:: Provided information ::
PR #1330, opened 2019-08-19
Skip callback when active record

enomotodev:
For ActiveRecord, `send_on_create_confirmation_instructions` method could not be skipped, so it can be skipped.

This is the target code on the devise side.

- https://github.com/plataformatec/devise/blob/master/lib/devise/models/confirmable.rb#L51-L57

### DIFF
--- a/app/controllers/devise_token_auth/registrations_controller.rb
+++ b/app/controllers/devise_token_auth/registrations_controller.rb
@@ -31,8 +31,9 @@ module DeviseTokenAuth
       return render_create_error_redirect_url_not_allowed if blacklisted_redirect_url?
 
       # override email confirmation, must be sent manually from ctrl
-      resource_class.set_callback('create', :after, :send_on_create_confirmation_instructions)
-      resource_class.skip_callback('create', :after, :send_on_create_confirmation_instructions)
+      callback_name = defined?(ActiveRecord) && resource_class < ActiveRecord::Base ? :commit : :create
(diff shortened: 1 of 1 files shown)


app/controllers/devise_token_auth/registrations_controller.rb
```diff
@@ -31,8 +31,13 @@ def create
       return render_create_error_redirect_url_not_allowed if blacklisted_redirect_url?
 
       # override email confirmation, must be sent manually from ctrl
-      resource_class.set_callback('create', :after, :send_on_create_confirmation_instructions)
-      resource_class.skip_callback('create', :after, :send_on_create_confirmation_instructions)
+      if defined?(ActiveRecord) && resource_class < ActiveRecord::Base
+        resource_class.set_callback('commit', :after, :send_on_create_confirmation_instructions)
```
MaicolBen: Ugh, this is ugly, why not the next?
```ruby
callback_name = defined?(ActiveRecord) && resource_class < ActiveRecord::Base ? :commit : :create
resource_class.set_callback(callback_name, :after, :send_on_create_confirmation_instructions)
resource_class.skip_callback(callback_name, :after, :send_on_create_confirmation_instructions)
```

enomotodev: @MaicolBen Thank you for the review.

That's certainly simpler! Look at it again because I fixed it.

MaicolBen: Cool, checking why travis is failing...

:: Exercise aim ::
Check each line of the records for the string "defined" and state how many lines contain it. Give only the number.

:: Problem solution ::
3